Dark days followed. At first only a prisoner, his cruel master now made him into a galley-slave. He put a chain round his foot, and condemned him to the servitude of the car and cord. So drag your weight, work your pulley, haul in your little car, poor outcast! Who has not seen the monstrous spectacle—one of God’s creatures, created to fly free in the realms of air, coming and going on a toy platform, a ring about its leg? Who has not seen the unhappy captive, to win meat and drink, drawing up by little laborious jerks the water-jar and car, its eye gleaming with pitiful longing, gaining its subsistence by a never-ending useless martyrdom? Only he who has seen the cruel sight knows to what lengths the cruelty of bad men can go.

This was the fate of the poor goldfinch.

The man had given him a cage to imitate a Swiss châlet, in front of which was a little terrace. On the terrace was fixed a post, with a pulley attached worked by a thread. This thread the captive had to pull in with his beak, little by little, till the little drinking-bucket hooked to the other end rose to the level of the platform; then putting his foot on the cord, he had to hold it in place and so drink a drop, bitter as a tear, hurriedly and fearfully, lest the thread should slip from under his claw and suddenly let the bucket run down again.

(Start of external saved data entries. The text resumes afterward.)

PR #1646, opened 2023-03-12
GROK-12450: Viewers | Filters: Custom filter test

tanas80:
There was a problem to display the custom PTM filter in MLB.

The problem was solved by specifying a column name to associate the custom filter with, though the PTM filter works on data of multiple columns.

Tests for the ApiTests package have been created to test displaying custom filters, they also are examples showing how to use custom filters.

### DIFF
--- a/packages/ApiTests/src/viewers/filters.ts
+++ b/packages/ApiTests/src/viewers/filters.ts
@@ -1,0 +1,74 @@
+import * as ui from 'datagrok-api/ui';
+import * as grok from 'datagrok-api/grok';
+import * as DG from 'datagrok-api/dg';
+
+import {
+  after,
+  before,
+  category,
+  expect,
+  test,
+  delay,
+  awaitCheck,
+  expectArray
+} from '@datagrok-libraries/utils/src/test';
+import {TableView} from 'datagrok-api/dg';
+import {_package} from '../package-test';
+
+import $ from 'cash-dom';
+
+category('Viewers: Filters', () => {
+  const csv1: string = `id1,id2,id3
+id1_0001,id2_001,id3_1
+id1_0002,id2_002,id3_2
+id1_0003,id2_003,id3_3`;
+
+  test('twoCategorical', async () => {
+    const df: DG.DataFrame = DG.DataFrame.fromCsv(csv1);
+    const view: TableView = grok.shell.addTableView(df);
+
+    const filterList: { [p: string]: string }[] = [
+      {column: 'id1', type: DG.FILTER_TYPE.CATEGORICAL, label: 'id1 label'},
+      {column: 'id2', type: DG.FILTER_TYPE.CATEGORICAL, label: 'id2 label'},
+    ];
+    const filtersViewer = view.filters({filters: filterList}) as DG.Viewer;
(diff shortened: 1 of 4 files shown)


packages/ApiTests/src/viewers/filters.ts
```diff
@@ -0,0 +1,74 @@
+import * as ui from 'datagrok-api/ui';
+import * as grok from 'datagrok-api/grok';
+import * as DG from 'datagrok-api/dg';
+
+import {
```
AnnaMuza, line 5: some unnecessary imports

packages/ApiTests/src/viewers/filters.ts
```diff
@@ -0,0 +1,74 @@
...
+  test('twoCategorical', async () => {
+    const df: DG.DataFrame = DG.DataFrame.fromCsv(csv1);
+    const view: TableView = grok.shell.addTableView(df);
+
+    const filterList: { [p: string]: string }[] = [
+      {column: 'id1', type: DG.FILTER_TYPE.CATEGORICAL, label: 'id1 label'},
+      {column: 'id2', type: DG.FILTER_TYPE.CATEGORICAL, label: 'id2 label'},
+    ];
+    const filtersViewer = view.filters({filters: filterList}) as DG.Viewer;
+    const filtersViewerDn: DG.DockNode = view.dockManager.dock(
```
AnnaMuza, line 35: what is the filtersViewerDn variable for?

packages/ApiTests/src/viewers/filters.ts
```diff
@@ -0,0 +1,74 @@
...
+      filtersViewer, DG.DOCK_TYPE.LEFT, null, 'Filters', 0.4);
+
+    await awaitCheck(() => {
+      let ok: boolean = true;
```
AnnaMuza, line 39: maybe ok var is also unnecessary and we can just return true?

packages/ApiTests/src/viewers/test-custom-filter.ts
```diff
@@ -0,0 +1,30 @@
...
+      delete state.column;
+      state.columnName = columnName;
+    }
+    super.applyState(state);
+  }
+
+  // -- Filter --
+
+  applyFilter(): void {
+    const k = 11;
```
AnnaMuza, line 28: leave it empty?

packages/ApiTests/src/viewers/filters.ts
tanas80: I import namespaces grok, DG and ui in all modules.
https://datagrok.slack.com/archives/C02AJ2FT2F5/p1679389910994899

packages/ApiTests/src/viewers/filters.ts
tanas80: removed

packages/ApiTests/src/viewers/filters.ts
tanas80: removed

packages/ApiTests/src/viewers/test-custom-filter.ts
tanas80: this was for the breakpoint for debugging, removed

PR #1760, opened 2023-04-04
GROK-12702: JS API: Added TagsInput control

LaykDimon:
Implementing the TagsInput control


libraries/utils/src/shared-components/tags-input.ts
```diff
@@ -0,0 +1,52 @@
...
+
+    this._initEventListeners();
+  }
+
+	_initEventListeners() {
+		this.input.addEventListener('keyup', (event: KeyboardEvent) => {
+      if (event.code === 'Enter')
+        this.addTag((this.input as HTMLInputElement).value);
+    });
+	}
```
vdyma, line 32: Something is wrong with the formatting of the function `_initEventListeners`

libraries/utils/src/shared-components/tags-input.ts
```diff
@@ -0,0 +1,52 @@
...
+
+
+  addTag(tag: string) {
+    if (!this.tags.includes(tag)) {
```
vdyma, line 36: I feel like a better style is to terminate ASAP, so this could be:
```
if (this.tags.includes(tag))
  return;
// rest of the code here
```

libraries/utils/src/shared-components/tags-input.ts
```diff
@@ -0,0 +1,52 @@
...
+export class TagsInput extends DG.InputBase {
+  tags: string[];
+  _tagsDiv: HTMLDivElement;
+
+  constructor(tags: string[]) {
+    const inputElement = ui.stringInput('', '');
+    super(inputElement.dart);
+
+    this.tags = tags;
+    this._tagsDiv = ui.div(tags.map((tag) => ui.span([ui.span([tag])], `ui-tag ${tag}`)), 'ui-tag-list');
```
alex-aprm, line 21: Don't let unsanitized values go to css attribute. use data-tag attribute to put tag to DOM

libraries/utils/src/shared-components/tags-input.ts
LaykDimon: I still can't understand why it's displayed like that, because I don't have wrong tabulation locally and it is pushed

libraries/utils/src/shared-components/tags-input.ts
```diff
@@ -0,0 +1,154 @@
...
+    this._onTagRemoved.next(tag);
+  }
+
+  getTags(): string[] {
+    return this._tags;
+  }
+
+  setTags(tags: string[]) {
+    this._tags = tags;
+    this._tagsDiv = ui.div(tags.map((tag) => { return this._createTag(tag); }), 'ui-tag-list');
```
onuf, line 141: As a suggestion, since these lines repeat several times, you can create a helper method with them:
```ts
this._tags = tags;
this._tagsDiv = ui.div(tags.map((tag) => { return this._createTag(tag); }), 'ui-tag-list');
```

LaykDimon: sure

More often than not the bucket upset in its descent, and then he had to go without water for the rest of the day.

A second thread made it possible for him to haul to the edge of the platform a miniature car running on an inclined plane outside the cage; this held his bird-seed. What a struggle it was to drag it up! At each snap of the beak the car would ascend, but oh! so slowly. By successive jerks, never tiring, never stopping, with straining neck, working with the adroitness of a galley-slave, and clapping his foot on the cord after each pull, he had to drag up the accursed car, which would sometimes elude him and dash down the incline again, spilling the seed and mocking all his laborious efforts!

A hundred times a day he was forced to begin the horrid task again.

Many a time the goldfinch resolved to give in and die of hunger; but hunger is a terrible thing, and no sooner did its pangs begin to pinch his little stomach than he would seize the cord afresh and pull for dear life.

X

So passed the hours for the once happy bridegroom. Never a chirp now, never a flirt of the tail! Disconsolate and draggled, every feather of his little body betraying the misery of his broken life, he seemed an embodiment of the bitter protest of the winged creation against the cruelty of man.

A feeble ray of sunshine used to flicker on the garret walls towards midday; he would watch for it, and when it came at last, shooting a slender pencil of gold, in which the dust-motes danced athwart the gloom of his prison-house, it was like a brief instant of recovered freedom; for a moment he forgot his chain, his car, his slavery, and away he flew in fancy to the great orchards that showed their black masses of shadow on the horizon. Alas! the sunbeam slid along the wall and disappeared, and the appalling reality came home to him again.